Żołnierze z Kanady na „Anakondzie”

Transkrypt

Żołnierze z Kanady na „Anakondzie”
Żołnierze z Kanady na „Anakondzie”
2014-10-02
Desantowali się ze śmigłowca Mi-8, trenowali ochronę lądowiska i mostu. 120 żołnierzy
kanadyjskiego Królewskiego Pułku wzięło udział w największych ćwiczeniach polskiego wojska. –
Zostaniemy u was do końca roku. Będziemy szkolić się między innymi z żołnierzami 25 Brygady
Kawalerii Powietrznej – zapowiada mjr Pirs Papptn, dowódca kompanii Oskar z Królewskiego
Pułku.
Stu dwudziestu żołnierzy, którzy przylecieli z Ontario, to kompania lekkiej piechoty. W czasie
ćwiczeń „Anakonda 2014” szkolili się na poligonie w Drawsku Pomorskim. Razem z polskimi
żołnierzami ćwiczyli desantowanie ze śmigłowca Mi-8. Na lotnisku Ziemsko trenowali ochranianie
lądowiska, przeprowadzili przelot oraz ubezpieczony desant w miejscu przyziemienia.

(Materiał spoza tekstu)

PR #1794, opened 2023-12-07
Force user to generate new mnemonic to reduce confusion when revisiting

lukaw3d:
This should make it clearer when reopening https://wallet.oasis.io/create-wallet that it's showing a new mnemonic

| Before | After |
| --- | --- |
|  localhost_3000_create-wallet (1) |  localhost_3000_create-wallet |


src/app/pages/CreateWalletPage/index.tsx
```diff
@@ -110,12 +107,12 @@ export function CreateWalletPage(props: CreateWalletProps) {
       )}
       <Grid gap="small" pad="small" columns={size === 'small' ? ['auto'] : ['2fr', '2fr']}>
         <Box background="background-front" style={blurMnemonicInFirefox}>
-          <MnemonicGrid mnemonic={mnemonic} />
+          <MnemonicGrid mnemonic={mnemonic.length > 0 ? mnemonic : '_'.repeat(24 - 1).split('_')} />
```
buberdds, line 110: I would replace repeat and split with  `new Array(24).fill('')`

PR #1808, opened 2023-12-18
Cleanup leftover for disabling sourcemaps in react-scripts

lukaw3d:


.env.production
```diff
@@ -1,5 +1,3 @@
-GENERATE_SOURCEMAP=false
```
buberdds, line 1: ah it's not used anymore

buberdds (approved):

PR #1809, opened 2023-12-19
Show number of invalid private keys in V0 extension migration step

lukaw3d:


src/locales/en/translation.json
```diff
@@ -242,7 +242,8 @@
   "migrateV0Extension": {
     "backupInvalidPrivateKeys": {
       "confirm": "I’ve safely stored my private keys",
-      "description": "Some of your private keys have typos and won’t be stored by the new wallet extension. Please make sure to copy them and store them elsewhere before proceeding.",
+      "description": "{{count}} of your private keys have typos and won’t be stored by the new wallet extension. Please make sure to copy them and store them elsewhere before proceeding, so you can correct them later.",
```
buberdds, line 245: here we want singular form (keys-key, them-it etc), right?

buberdds (approved):

src/locales/en/translation.json
lukaw3d: we can add that too :shrug: 1 sec

PR #1814, opened 2023-12-20
Explicitly mark each action and slice for syncing and persisting

lukaw3d:
This should detect: https://github.com/oasisprotocol/oasis-wallet-web/pull/1735/files#r1366593848

I think it was one of the main pitfalls with syncing and persisting


buberdds (approved):
test failures are not related to PR

PR #1817, opened 2023-12-21
i18n: Add German (62%) and Spanish (29%) partial translations

lukaw3d:


matevz (approved):
We can merge this and hopefully trigger German and Spanish users to improve the translation.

Kanadyjczycy po raz pierwszy mieli okazję szkolić się na Mi-8. Maszyna należała do 1 Dywizjonu
Lotniczego z Leźnicy Wielkiej, który wchodzi w skład 25 Brygady Kawalerii Powietrznej.

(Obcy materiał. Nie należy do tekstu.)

PR #1739, opened 2023-10-20
Add Bluetooth Ledger state

lubej:

PR #1841, opened 2024-02-07
Ionic Bluetooth UI

lubej:
## Solution

This PR is build upon https://github.com/oasisprotocol/oasis-wallet-web/pull/1739, https://github.com/oasisprotocol/oasis-wallet-web/pull/1784 and https://github.com/oasisprotocol/oasis-wallet-web/pull/1769. It adds additional steps, for user to choose either USB or BLE Ledger device. BLE Ledger device is currently only enabled and supported on mobile devices(through Ionic), this may be subject to change in the future.

## Links

Android test:
https://github.com/oasisprotocol/oasis-wallet-web/assets/9722540/6e0542f4-f92e-4788-aaba-ed9c6ba009cb


lubej:
Couple of things I noticed:
- "Opening Ledger through USB", needs to be replaced with either "Opening Ledger through Bluetooth", or just "Opening Ledger/Connecting with Ledger device";
- Modal height when listing Bluetooth device overflows for some reason;

lubej:
@donouwens mentioned really confusing wording on instructions upon connectioning Ledger device.

Should be for Bluetooth:

1. Connect your Ledger to this device using Bluetooth
2. Make sure your Ledger is paired with this device
3. Open the Oasis app on your Ledger

Should be for USB:

1. Connect your Ledger to this device via USB
2. Close the Ledger Live app on your computer
3. Open the Oasis app on your Ledger

src/app/state/importaccounts/saga.test.ts
```diff
@@ -84,6 +84,40 @@ describe('importAccounts Sagas', () => {
         .silentRun(50)
     })
 
+    it('should list ble devices', async () => {
```
buberdds, line 87: this test exists already / copy paste from L~53

src/app/state/importaccounts/saga.test.ts
```diff
@@ -84,6 +84,40 @@ describe('importAccounts Sagas', () => {
...
+        .provide([
+          [matchers.call.fn(BleTransport.isSupported), true],
+          [matchers.call.fn(BleTransport.list), bleDevices],
+        ])
+        .dispatch(importAccountsActions.enumerateDevicesFromBleLedger)
+        .put.like({ action: { payload: bleDevices } })
+        .silentRun(50)
+    })
+
+    it('should handle unsupported ble', async () => {
```
buberdds, line 112: this test exists already / copy paste L~78

src/app/pages/OpenWalletPage/Features/FromLedger/__tests__/index.test.tsx
```diff
@@ -0,0 +1,54 @@
...
+  useSelector: jest.fn(),
+  useDispatch: jest.fn(),
+}))
+
+jest.mock('react-router-dom', () => ({
+  ...jest.requireActual('react-router-dom'),
+  useNavigate: () => jest.fn(),
+}))
+
+jest.mock('react-router-dom', () => ({
```
buberdds, line 16: it is mocked already a few lines above

src/app/pages/OpenWalletPage/Features/FromLedger/__tests__/index.test.tsx
```diff
@@ -0,0 +1,54 @@
+import * as React from 'react'
```
buberdds, line 1: not needed

src/app/pages/OpenWalletPage/Features/FromLedger/__tests__/index.test.tsx
```diff
@@ -0,0 +1,54 @@
...
+import { MemoryRouter } from 'react-router-dom'
+
+jest.mock('react-redux', () => ({
+  useSelector: jest.fn(),
+  useDispatch: jest.fn(),
+}))
+
+jest.mock('react-router-dom', () => ({
+  ...jest.requireActual('react-router-dom'),
+  useNavigate: () => jest.fn(),
```
buberdds, line 13: Why you are assigning a mock function here?

playwright/tests/ledger.spec.ts
```diff
@@ -6,7 +6,7 @@ test.describe('Ledger', () => {
     expect((await page.request.head('/')).headers()).toHaveProperty('permissions-policy')
     await expectNoErrorsInConsole(page)
 
-    await page.goto('/open-wallet/ledger')
```
buberdds, line 9: Playwright test should keep user flow. let's bring back this line -> find and click button -> expect /usb to be loaded

src/app/pages/OpenWalletPage/Features/FromLedger/__tests__/index.test.tsx
```diff
@@ -0,0 +1,54 @@
...
+}))
+
+jest.mock('../../../../../lib/ledger', () => ({
+  ...jest.requireActual('../../../../../lib/ledger'),
+  // Throws BLE not supported
+  canAccessBle: () => jest.fn().mockReturnValue(false),
```
buberdds, line 24: this should mimic promise mockResolvedValue

src/app/pages/OpenWalletPage/Features/FromLedger/__tests__/index.test.tsx
```diff
@@ -0,0 +1,54 @@
...
+
+    await act(() => Promise.resolve())
+
+    expect(container).toMatchSnapshot()
+
+    expect(screen.getByText('errors.usbTransportNotSupported')).toBeInTheDocument()
+    expect(screen.getByText('errors.bluetoothTransportNotSupported')).toBeInTheDocument()
+  })
+
+  it('should render component with an ledger access button', async () => {
```
buberdds, line 46: This test is not needed you can move assertions to prev test imo because in current setup these buttons are always in a view. What would be useful is check their disable attr based on mocked value.

src/app/pages/OpenWalletPage/Features/FromLedger/__tests__/index.test.tsx
```diff
@@ -0,0 +1,54 @@
...
+    renderComponent()
+
+    await act(() => Promise.resolve())
```
buberdds, line 49: act not needed in this test

src/app/pages/OpenWalletPage/Features/FromLedger/__tests__/index.test.tsx
```diff
@@ -0,0 +1,54 @@
...
+    <MemoryRouter>
+      <FromLedger />
+    </MemoryRouter>,
+  )
+
+describe('<FromLedger />', () => {
+  it('should render component', async () => {
+    const { container } = renderComponent()
+
+    await act(() => Promise.resolve())
```
buberdds, line 38: Promise.resolve is useless here, but in general you don't want to use act in this case. If you want to test async changes use await waitFor(() => expect(...)

src/app/pages/OpenWalletPage/Features/FromLedger/__tests__/index.test.tsx
```diff
@@ -0,0 +1,54 @@
...
+
+    expect(container).toMatchSnapshot()
```
buberdds, line 40: I don't see any value in this snapshot. Doesn't matter what styles or i18n keys are. It's better to test when a label or button state changes.

src/app/pages/OpenWalletPage/Features/FromBleLedger/__tests__/index.test.tsx
```diff
@@ -0,0 +1,16 @@
+import * as React from 'react'
+import { render } from '@testing-library/react'
+import { FromBleLedger } from '..'
+
+jest.mock('react-redux', () => ({
+  useSelector: jest.fn(),
+  useDispatch: jest.fn(),
+}))
+
+describe('<FromLedger />', () => {
```
buberdds, line 10: FromBleLedger

src/app/pages/OpenWalletPage/Features/FromBleLedger/__tests__/index.test.tsx
```diff
@@ -0,0 +1,16 @@
...
+  it('should render component', () => {
+    const { container } = render(<FromBleLedger />)
+
+    expect(container).toMatchSnapshot()
```
buberdds, line 14: This test creates 2xx lines where non of a line cover logic and just checks i18n keys. If we are interested in labels we can clear PR by using screen API. What test should do is rather test conditions and redux actions if needed.

src/app/pages/OpenWalletPage/Features/FromBleLedger/__tests__/index.test.tsx
```diff
@@ -0,0 +1,16 @@
+import * as React from 'react'
```
buberdds, line 1: not needed

buberdds (commented):
I have just looked at tests

android/app/src/main/AndroidManifest.xml
```diff
@@ -1,5 +1,5 @@
 <?xml version="1.0" encoding="utf-8"?>
-<manifest xmlns:android="http://schemas.android.com/apk/res/android">
+<manifest xmlns:android="http://schemas.android.com/apk/res/android" xmlns:tools="http://schemas.android.com/tools">
```
buberdds, line 2: 1) Why it wasn't auto generated before when we use tools?
2) Can you add a note in tools that we are targeting Android 12 and above? not sure how clear  "s" is for all of us.

lubej: Not sure why it needs to be clear? This file likely won't change, and I don't see a benefit of adding more information to it - it is Android specific configuration.

Motivation for why this was added is here(plugin we are using for Bluetooth connection): https://github.com/capacitor-community/bluetooth-le?tab=readme-ov-file#optional-android-12-bluetooth-permissions 

And since the schema for `tools` were missing, and the build failed, I added the necessary schema.

src/app/pages/OpenWalletPage/Features/FromLedger/__tests__/index.test.tsx
lubej: Honestly don't remember anymore - this also goes for some other changes. Will need to look into it in more detail, what were the decisions behind the reasoning.

playwright/tests/ledger.spec.ts
lubej: Keeping as is, due to this error in CI:
image

And I don't want to implementy a hacky way to mock Bluetooth functionality in E2E tests.

extension/src/popup/routes.tsx
```diff
@@ -21,4 +21,8 @@ export const routes: RouteObject[] = [
     path: 'open-wallet/connect-device',
     element: <ConnectDevicePage />,
   },
+  {
+    path: 'open-wallet/ledger',
```
buberdds, line 25: Do we have this path defined in two places now? Here and in common routes? If that is true we have to move other one away from commons. Other option is to remove this entry and use common routes only, but move disabled logic to one of validation function of FormLedger

src/app/pages/OpenWalletPage/Features/FromLedger/__tests__/index.test.tsx
buberdds: I think it's because you are wrapping jest.fn() with arrow function 
` canAccessBle: jest.fn().mockResolvedValue(false),` should work

src/app/pages/OpenWalletPage/Features/FromLedger/__tests__/index.test.tsx
```diff
@@ -1,16 +1,43 @@
...
+    </MemoryRouter>,
+  )
+
 describe('<FromLedger />', () => {
-  it('should render component', () => {
-    const { container } = render(<FromLedger />)
+  it('should render component in disabled state', async () => {
+    renderComponent()
+
+    await waitFor(async () => {
```
buberdds, line 27: async and two awaits below not needed

src/app/pages/OpenWalletPage/webextension.tsx
```diff
@@ -2,9 +2,16 @@ import React from 'react'
...
 export function OpenWalletPageWebExtension() {
   const href = useHref('connect-device')
 
   return <SelectOpenMethod webExtensionLedgerAccess={() => openLedgerAccessPopup(href)} />
 }
+
+export function FromLedgerWebExtension() {
+  const href = useHref('/open-wallet/connect-device')
+
+  return <FromLedger webExtensionLedgerAccess={() => openLedgerAccessPopup(href)} disableBluetoothLedger />
```
buberdds, line 16: not sure we need this `FromLedgerWebExtension` wrapper and `disableBluetoothLedger` prop in `FromLedger`
it can be replaced by runtime check in a component or whatever function is responsible for validating access to ble 
```
import { runtimeIs } from 'config'
const isExtension = runtimeIs === 'extension'
```

src/app/pages/OpenWalletPage/Features/FromUsbLedger/index.tsx
```diff
@@ -0,0 +1,56 @@
+import { importAccountsActions } from 'app/state/importaccounts'
+import { Box } from 'grommet/es6/components/Box'
+import { Button } from 'grommet/es6/components/Button'
+import { Heading } from 'grommet/es6/components/Heading'
+import React from 'react'
```
buberdds, line 5: import not needed

src/app/pages/OpenWalletPage/Features/FromLedger/index.tsx
```diff
@@ -1,56 +1,93 @@
...
 import { useTranslation } from 'react-i18next'
-import { useDispatch, useSelector } from 'react-redux'
-import { ImportAccountsSelectionModal } from 'app/pages/OpenWalletPage/Features/ImportAccountsSelectionModal'
-import { selectShowAccountsSelectionModal } from 'app/state/importaccounts/selectors'
-import { Header } from 'app/components/Header'
-import { WalletType } from 'app/state/wallet/types'
 
-export function FromLedger() {
+type SelectOpenMethodProps = {
+  webExtensionLedgerAccess?: () => void
```
buberdds, line 11: this name could be adjusted as it's logic is bound to usb

src/app/pages/OpenWalletPage/Features/ListBleLedgerDevicesModal/index.tsx
```diff
@@ -0,0 +1,131 @@
+import React from 'react'
```
buberdds, line 1: not needed

src/app/pages/OpenWalletPage/Features/ListBleLedgerDevicesModal/index.tsx
```diff
@@ -0,0 +1,131 @@
...
+  const error = useSelector(selectError)
+  const step = useSelector(selectImportAccountsStep)
+
+  const isBusyImporting = step !== ImportAccountsStep.Idle
+  const cancelDisabled = isBusyImporting && !error
+  const confirmDisabled = isBusyImporting || !selectedBleDevice
+
+  return (
+    <ResponsiveLayer onEsc={props.abort} onClickOutside={props.abort} modal background="background-front">
+      <Box width="800px" pad="medium">
```
buberdds, line 82: Is it responsive with this value?

src/app/pages/OpenWalletPage/Features/ListBleLedgerDevicesModal/index.tsx
```diff
@@ -0,0 +1,131 @@
...
+    </Box>
+  )
+}
+
+interface ListBleLedgerDevicesModalProps {
+  abort: () => void
+  next: () => void
+}
+
+export function ListBleLedgerDevicesModal(props: ListBleLedgerDevicesModalProps) {
```
buberdds, line 69: so the difference is that we use native modal for usb and custom one for ble?

buberdds:
There is one bug compared to master branch which affect extension

master
Ext Open Wallet -> Grant access -> Connect Ledger device -> Connect device -> Modal success -> Popup reloaded with Ledger accounts

PR: 
Ext Open Wallet -> Grant access -> Connect Ledger device -> Connect device -> Modal success -> Popup not reloaded

src/app/pages/OpenWalletPage/Features/ListBleLedgerDevicesModal/index.tsx
lubej: Yes, works as expected.

src/app/pages/OpenWalletPage/Features/ListBleLedgerDevicesModal/index.tsx
lubej: Yes, sort of. Listing is not native, connect to a single device is. This will probably be reworked for desktop support - but the API is still not officially released yet(at least the last time I checked).

extension/src/popup/routes.tsx
lubej: Did try to refactor this, but seems to brake a lot of things 😓 The way I expect this to work is that it overrides the path from the common route(last entry over existing one).

The way I see it, it is a clear separation, as web extension has different entry point. And it original idea, of adding routes, should stay the same?

@lukaw3d can you chip in here?

lubej:
> There is one bug compared to master branch which affects extension
> 
> master Ext Open Wallet -> Grant access -> Connect Ledger device -> Connect device -> Modal success -> Popup reloaded with Ledger accounts
> 
> PR: Ext Open Wallet -> Grant access -> Connect Ledger device -> Connect device -> Modal success -> Popup not reloaded

Can you try again? And make a video of it. As I was unable to reproduce.

buberdds:
master 
connect Ledger
Screenshot from 2024-04-26 08-04-04

list Ledger accounts
Screenshot from 2024-04-26 08-04-31

side branch
- nothing happens in popup after successful connection
Screenshot from 2024-04-26 08-05-03

make sure to to turn off / turn on extension while switching branches

extension/src/popup/routes.tsx
buberdds: How it can brake things? `'open-wallet/ledger'` defined in both routes.tsx files not in commons, or keeping route only in commons. Now with removed disabled"Somtehing" prop we go with commons approach. It means this entry here and FromLedgerWebExtension is not needed anymore, right?

src/app/pages/OpenWalletPage/Features/FromLedger/__tests__/index.test.tsx
buberdds: This minor issue got lost in comments too

extension/src/popup/routes.tsx
lubej: Ah I see now what you mean. The way I tried it was something like this:

```typescript
export function FromLedgerDynamic() {
  const href = useHref('/open-wallet/connect-device')
  const isExtension = runtimeIs === 'extension'

  const props = isExtension ? { webExtensionUSBLedgerAccess: () => openLedgerAccessPopup(href) } : {}

  return <FromLedger {...props} />
}
```

And import it in common only. And almost all unit tests started failing.

src/app/pages/OpenWalletPage/Features/FromLedger/__tests__/index.test.tsx
lubej: Right 👍 fixed

lubej:
> There is one bug compared to master branch which affects extension
> 
> master Ext Open Wallet -> Grant access -> Connect Ledger device -> Connect device -> Modal success -> Popup reloaded with Ledger accounts
> 
> PR: Ext Open Wallet -> Grant access -> Connect Ledger device -> Connect device -> Modal success -> Popup not reloaded

@buberdds this has been fixed now, even though the fix is not really sophisticated. The issue was, that the enumerating modal is not available on the `FromLedger` component. I know that there was a discussion to show both options on Extension as well (Bluetooth & USB) which breaks the functionality. We can either directly redirect to USB Ledger screen, which may cause problems in the future, if the Bluetooth functionality is ever added to desktop. Make the USB Ledger enumeration modal global. Or leave it this way, with redirect to USB Ledger. Which after writing everything down, seems to me like a good enough option.

buberdds:
I am still having issues with using this:

1) desktop 
I hit a case where nothing happens. So if it's only working with capacitor why we are enabling it on desktop?

Screenshot from 2024-04-30 08-04-12

depends on browser or browser's settings we are not showing hint about disabled Ledger button anymore (this affects mobile too when user has BLE disabled)

Screenshot from 2024-04-30 09-13-33

disabled BLE button label - my laptop has BLE enabled, so this message fits mobile devices only   

Screenshot from 2024-04-30 09-17-33

2) extension 
Ledger account list popup has extra scrollbars, which was fixed recently and was one of a blocker for a release

Screenshot from 2024-04-30 08-34-18

mew extension popup Ledger options do not make sense - grant Ledger access and disabled Ledger button next to it  

Screenshot from 2024-04-30 08-06-38

- mobile  (apk installed on mobile device)
not longer able to list Ledger devices ?

Screenshot_20240430-093031
Screenshot_20240430-092953

lubej:
@buberdds 
> Desktop - I hit a case where nothing happens. So if it's only working with capacitor why we are enabling it on desktop?

Yes, so currently there is no official support for desktop - due to Web Bluetooth API still being in experimental mode. This has been changed now. Previously it was only disabled in extension. Now it checks if the app is running on native Capacitor platform(Android or iOS)

> Desktop - depends on browser or browser's settings we are not showing hint about disabled Ledger button anymore (this affects mobile too when user has BLE disabled)

After our sync, I dropped the check. So now Ledger button is always enabled on this screen. And the unsupported messages will appear in the next screen. Also updated Bluetooth and WebUSB messages, to make it more generic

> Extension - Ledger account list popup has extra scrollbars, which was fixed recently and was one of a blocker for a release

After rebase I was unable to reproduce, not sure if this was fixed in the meantime. Can you confirm it works for you as well?

> Extension - new extension popup Ledger options do not make sense - grant Ledger access and disabled Ledger button next to it

As per our sync discussion, we want to make it consistent. Also, there might be Bluetooth support coming to extension, when Web Bluetooth API is no longer in experimental mode.

> Mobile (apk installed on mobile device) - no longer able to list Ledger devices?

I was unable to reproduce. Did your Ledger maybe run out of battery? Or something similar? I see that you have your Ledger paired. Can you try again, and write the exact steps to reproduce?

buberdds:
Extension Ledger views are broken

Screenshot from 2024-05-08 09-27-25
Screenshot from 2024-05-08 09-27-03

buberdds (approved):
will add clickup task to explore modal unification (usb /ble )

Żołnierzom Królewskiego Pułku przydzielono także zadanie desantowania się w okolice ważnego
strategicznie mostu. Przeprawę zajęli współdziałając ze spadochroniarzami z amerykańskiej 173
Powietrznodesantowej Brygadowej Grupy Bojowej Piechoty. Kolejne zadanie brzmiało: chronić
most przed próbami zniszczenia przez wrogie grupy dywersantów.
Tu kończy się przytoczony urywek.